» **Your objective**:
Pull out every line with the word "tapakund" from the entries below.

» **Supplied data**:

------------------------------------------------

PR #166, opened 2020-09-03
prevent re-adding keys even if signature check has passed with keys f…

oliverkurth:
Turns out that the `else` in `client/rpmtrans.c` is needed after all. I had it removed as suggested in a review comment but missed that it's needed for the case that the first `rpmReadPackageFile()` succeeds (with a key that's already in the keyring). tdnf would ask for every single package for confirmation. This PR fixes that.

### DIFF
--- a/client/rpmtrans.c
+++ b/client/rpmtrans.c
@@ -576,8 +576,7 @@ TDNFTransAddInstallPkg(
     {
         BAIL_ON_TDNF_RPM_ERROR(dwError);
     }
-
-    if(nGPGSigCheck)
+    else if(nGPGSigCheck)
     {
         dwError = TDNFGetGPGSignatureCheck(pTdnf, pszRepoName, &nGPGSigCheck, &pszUrlGPGKey);
         BAIL_ON_TDNF_ERROR(dwError);


sidcha (changes requested):
The else is redundant here as the if part bails out. 

Also, please add a space char after `if` and before `(` wherever you are modifying.

sidcha:
Okay, I see the reasoning here. But even with it, this is beyond me :-D . `IF` fails, `ELSE-IF` is evaluated. `IF` fail as if it didn't, it must bail out. So `ELSE-IF == IF`. What am I missing?

Can you also add the reasoning to the commit message itself? When looking at the code changes and git logs, this reason was not available.

tapakund (approved):
LGTM

client/rpmtrans.c
```diff
@@ -576,8 +576,7 @@ TDNFTransAddInstallPkg(
     {
         BAIL_ON_TDNF_RPM_ERROR(dwError);
```
tapakund, line 577: The point here is this BAIL_ON_TDNF_RPM_ERROR(dwError); can return back if dwError is 0. Then code need not need go in else path.

keerthanakalyan:
> Okay, I see the reasoning here. But even with it, this is beyond me :-D . `IF` fails, `ELSE-IF` is evaluated. `IF` fail as if it didn't, it must bail out. So `ELSE-IF == IF`. What am I missing?
> 
> Can you also add the reasoning to the commit message itself? When looking at the code changes and git logs, this reason was not available.

If checks for only dwError of RPMRC_NOKEY and RPMRC_NOTTRUSTED, dwError can be zero as well (in success case). In that case it should not execute else if and proceed. with if (nGPGSigCheck), tdnf checks for adding gpgkey even for a success case as well.

keerthanakalyan (approved):

client/rpmtrans.c
sidcha: Ahh, I see, thanks. But this else was an odd way of catching that cass. Would it have been cleaner to say,
```c
if (dwError) {
  if (dwError != RPMRC_NOTTRUSTED && dwError != RPMRC_NOKEY) {
    goto error;
  }
  if (nGPGSigCheck) {
     ...
  }
}
```
This construct distinguishes errors path from main code flow. But that's behind us now :-)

------------------------------------------------

» **Result below**:
tapakund (approved):
tapakund, line 577: The point here is this BAIL_ON_TDNF_RPM_ERROR(dwError); can return back if dwError is 0. Then code need not need go in else path.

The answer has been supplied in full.